[[ Records provided, beginning ]]

PR #49, opened 2018-01-30
Replace github.com/yalp/jsonpath with github.com/PaesslerAG/jsonpath

### LINKED ISSUE #48: switching to PaesslerAG/jsonpath
We love `httpexpect`, and are using it in our project. However, currently `httpexpect` depends on `github.com/yalp/jsonpath` which does not come with a license. From a legal standpoint, this is a big red flag, and we need a solution for us to be able to use `httpexpect`.

Someone raised this issue directly on the `jsonpath` repo (https://github.com/yalp/jsonpath/issues/3), but there has been no movement.

Can `httpexpect` remove the `jsonpath` dependency so that we can use this legally? One possibility might be to use another one like https://github.com/PaesslerAG/jsonpath which is licensed under BSD-3. Thoughts?

sjlee:
Fix #48.

It replaces the github.com/yalp/jsonpath dependency which does not have a license with github.com/PaesslerAG/jsonpath.

### DIFF
--- a/helpers.go
+++ b/helpers.go
@@ -6,8 +6,8 @@ import (
 	"reflect"
 	"regexp"
 
+	"github.com/PaesslerAG/jsonpath"
 	"github.com/xeipuuv/gojsonschema"
-	"github.com/yalp/jsonpath"
 	"github.com/yudai/gojsondiff"
 	"github.com/yudai/gojsondiff/formatter"
 )
@@ -28,7 +28,7 @@ func getPath(chain *chain, value interface{}, path string) *Value {
 		return &Value{*chain, nil}
 	}
 
-	result, err := jsonpath.Read(value, path)
+	result, err := jsonpath.Get(path, value)
 	if err != nil {
 		chain.fail(err.Error())
 		return &Value{*chain, nil}


gavv:
Thanks. LGTM, but I think I need to test it a bit before merging to ensure that we don't break compatibility.

sjlee:
Thanks. Absolutely.

gavv:
Hi, sorry for delay.

I've added some tests for jsonpath (based on original yalp/jsonpath tests).

Unfortunately, this small PR breaks the compatibility.

Below you can find the list of cases where yalp/jsonpath and PaesslerAG/jsonpath work differently.

Test JSON:

```
{
    "A":["string",23.3,3,true,false,null],
    "B":"value",
    "C":3.14,
    "D":{
        "C":3.1415,
        "V":["string2",{"C":3.141592}]
    }
}
```

```
special -1 index

expression:
$.A[:-1]

yalp/jsonpath:
["string", 23.3, 3.0, true, false]

PaesslerAG/jsonpath:
[]
```

```
unquoted key

expression:
$[A][0]

yalp/jsonpath:
"string"

PaesslerAG/jsonpath:
null
```

```
unquoted key

expression:
$[C,B]

yalp/jsonpath:
[3.14, "value"]

PaesslerAG/jsonpath:
[]
```

```
recursive search

expression:
$..C

yalp/jsonpath:
[3.1415, 3.141592]

PaesslerAG/jsonpath:
[3.14, 3.1415, 3.141592]
```

```
recursive search

expression:
$..["C"]

yalp/jsonpath:
[3.1415, 3.141592]

PaesslerAG/jsonpath:
[3.14, 3.1415, 3.141592]
```

You can check these cases using this online tester: https://codebeautify.org/jsonpath-tester.

So what we have so far:

* PaesslerAG/jsonpath doesn't handle special -1 index
* PaesslerAG/jsonpath doesn't handle unquoted keys
* yalp/jsonpath has a bug with recursive search

I'm not sure if the first two features are standard, but if we reject them we will break the compatibility.

So we have several options:

* stay on yalp/jsonpath (it seems that it has the LICENSE file now)
* fix PaesslerAG/jsonpath before switching to it
* add a possibility to switch the JSONPath engine (but this is an overkill I think)

gavv:
https://github.com/yalp/jsonpath/issues/6

gavv:
All bugs I've found in yalp/jsonpath are now fixed in upstream. Since it also has a LICENSE file, I guess there is no urgency now to make a switch.

On the other hand, all important JSONPath features are now covered with httpexpect tests, so making a switch would be safe.

Switching to PaesslerAG/jsonpath makes sense since it seems to be a more complete implementation. However, compatibility issues should be addressed first. If someone is interested, pull requests are welcome.

gavv:
Closing this for now.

[[ Records provided, end ]]

Aim of the exercise –
Retrieve all lines from the data that contain the string "possibility".

Reply to the exercise –
Can `httpexpect` remove the `jsonpath` dependency so that we can use this legally? One possibility might be to use another one like https://github.com/PaesslerAG/jsonpath which is licensed under BSD-3. Thoughts?
* add a possibility to switch the JSONPath engine (but this is an overkill I think)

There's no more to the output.